• _Exercise instructions_: Start to finish, copy the data exactly.

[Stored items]
PR #1220, opened 2021-06-04
Square points for headline on line charts

### LINKED ISSUE #1102: Add additional shapes to data points
In order to help distinguish the default data line to the disaggregation data lines displayed the following is proposed:

Default data lines will display a filled square as the data point marker (in the same colour as the lines) Screenshot (142)

Disaggregation data lines will display a filled circle as the data point marker (in the same colour as the lines) Screenshot (143)

brockfanning:
Q | A
--- | ---
Feature branch/test site URL | [Link](https://lucygwilliamadmin.github.io/sdg-indicators/)
Fixed issues | Fixes #1102 
Related version | 1.4.0-dev
Keeps backward-compatibility? |✔️ (technically a change, but an improvement)
Includes tests? | NA
Updated docs? | NA
Updated config forms? | NA
Added CHANGELOG entry? |❌

### DIFF
--- a/_includes/assets/js/indicatorView.js
+++ b/_includes/assets/js/indicatorView.js
@@ -444,6 +444,7 @@ var indicatorView = function (model, options) {
             _.each(chart.data.datasets, function(dataset) {
               text.push('<li>');
               text.push('<span class="swatch' + (dataset.borderDash ? ' dashed' : '') + '" style="background-color: ' + dataset.borderColor + '">');
+              text.push('<span class="swatch-inner' + (dataset.headline ? ' headline' : '') + '" style="background-color: ' + dataset.borderColor + '"></span>');
               text.push('</span>');
               text.push(translations.t(dataset.label));
               text.push('</li>');
--- a/_includes/assets/js/indicatorView.js
+++ b/_includes/assets/js/indicatorView.js
@@ -440,11 +440,11 @@ var indicatorView = function (model, options) {
         legendCallback: function(chart) {
             var text = [];
             text.push('<h5 class="sr-only">' + translations.indicator.plot_legend_description + '</h5>');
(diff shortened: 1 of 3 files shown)


LucyGwilliamAdmin:
@brockfanning the chart changes look good to me. I do have some comments about the legend though but be good to get @phillipgardiner and @AnnCorp thoughts too:

Currently legend looks like this:
image

I'm wondering if looks slightly cleaner if lines in legend were more representative of lines in chart - perhaps like this:
image

I have no idea if that's possible or how much work it is but what are other's thoughts??

Also on bar charts: do we want the legend to stay the same as before so like this:
image

Instead of like this:

image

phillipgardiner:
@LucyGwilliamAdmin @brockfanning @AnnCorp Good work getting to this stage. Yes I would agree with both of your comments @LucyGwilliamAdmin. 

1) Ideally the legend would match the data displayed (e.g. line) as closely as possible so as to support user recognition (no idea how much work it is though).
2) Good spot. Yes there is no need for the points on the bar graph legend as they do not exist on the bar chart.

brockfanning:
@LucyGwilliamAdmin This is ready for a refresh. It should only affect line charts now, and I've tweaked the dimensions of the legend items to look more like the lines on the chart.

LucyGwilliamAdmin:
@brockfanning @phillipgardiner link has been refreshed - do you have any further feedback Phill? It looks good to me

phillipgardiner:
@brockfanning @LucyGwilliamAdmin Looks great to me, brill. I could not find a bar graph one to check that but if you've checked it, its a thumbs up from me :)

LucyGwilliamAdmin (approved):
Line charts and bar charts look good so approving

• _Finished task_:
PR #1220, opened 2021-06-04
Square points for headline on line charts

### LINKED ISSUE #1102: Add additional shapes to data points
In order to help distinguish the default data line to the disaggregation data lines displayed the following is proposed:

Default data lines will display a filled square as the data point marker (in the same colour as the lines) Screenshot (142)

Disaggregation data lines will display a filled circle as the data point marker (in the same colour as the lines) Screenshot (143)

brockfanning:
Q | A
--- | ---
Feature branch/test site URL | [Link](https://lucygwilliamadmin.github.io/sdg-indicators/)
Fixed issues | Fixes #1102 
Related version | 1.4.0-dev
Keeps backward-compatibility? |✔️ (technically a change, but an improvement)
Includes tests? | NA
Updated docs? | NA
Updated config forms? | NA
Added CHANGELOG entry? |❌

### DIFF
--- a/_includes/assets/js/indicatorView.js
+++ b/_includes/assets/js/indicatorView.js
@@ -444,6 +444,7 @@ var indicatorView = function (model, options) {
             _.each(chart.data.datasets, function(dataset) {
               text.push('<li>');
               text.push('<span class="swatch' + (dataset.borderDash ? ' dashed' : '') + '" style="background-color: ' + dataset.borderColor + '">');
+              text.push('<span class="swatch-inner' + (dataset.headline ? ' headline' : '') + '" style="background-color: ' + dataset.borderColor + '"></span>');
               text.push('</span>');
               text.push(translations.t(dataset.label));
               text.push('</li>');
--- a/_includes/assets/js/indicatorView.js
+++ b/_includes/assets/js/indicatorView.js
@@ -440,11 +440,11 @@ var indicatorView = function (model, options) {
         legendCallback: function(chart) {
             var text = [];
             text.push('<h5 class="sr-only">' + translations.indicator.plot_legend_description + '</h5>');
(diff shortened: 1 of 3 files shown)


LucyGwilliamAdmin:
@brockfanning the chart changes look good to me. I do have some comments about the legend though but be good to get @phillipgardiner and @AnnCorp thoughts too:

Currently legend looks like this:
image

I'm wondering if looks slightly cleaner if lines in legend were more representative of lines in chart - perhaps like this:
image

I have no idea if that's possible or how much work it is but what are other's thoughts??

Also on bar charts: do we want the legend to stay the same as before so like this:
image

Instead of like this:

image

phillipgardiner:
@LucyGwilliamAdmin @brockfanning @AnnCorp Good work getting to this stage. Yes I would agree with both of your comments @LucyGwilliamAdmin. 

1) Ideally the legend would match the data displayed (e.g. line) as closely as possible so as to support user recognition (no idea how much work it is though).
2) Good spot. Yes there is no need for the points on the bar graph legend as they do not exist on the bar chart.

brockfanning:
@LucyGwilliamAdmin This is ready for a refresh. It should only affect line charts now, and I've tweaked the dimensions of the legend items to look more like the lines on the chart.

LucyGwilliamAdmin:
@brockfanning @phillipgardiner link has been refreshed - do you have any further feedback Phill? It looks good to me

phillipgardiner:
@brockfanning @LucyGwilliamAdmin Looks great to me, brill. I could not find a bar graph one to check that but if you've checked it, its a thumbs up from me :)

LucyGwilliamAdmin (approved):
Line charts and bar charts look good so approving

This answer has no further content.